PR #858, opened 2019-06-15
Move the dependency links to github from Makefile to setup.py

kamo-naoyuki:
I moved python modules originated from github repos from Makefile to setup.py
This setup.py uses `module@URL` syntax https://github.com/pypa/pip/pull/4175, and it was enabled on `pip==19`, which was released on Jan 2019. 

I also added python version check.

If `warp-ctc` and `chainer-ctc` can be installed by such way, then we can freeze all python dependencies in setup.py. It may be useful for google colab environment.

### DIFF
--- a/setup.py
+++ b/setup.py
@@ -1,15 +1,20 @@
 #!/usr/bin/env python
-import io
+from distutils.version import LooseVersion
 import os
+import pip
 from setuptools import find_packages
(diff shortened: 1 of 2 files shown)


ShigekiKarita:
Wonderful. In fact, this can also accelerate CI in terms of pip cache.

(ACTIVITY) Tally the lines above that include "python"; give only the tally.

(SOLVED PROBLEM) 4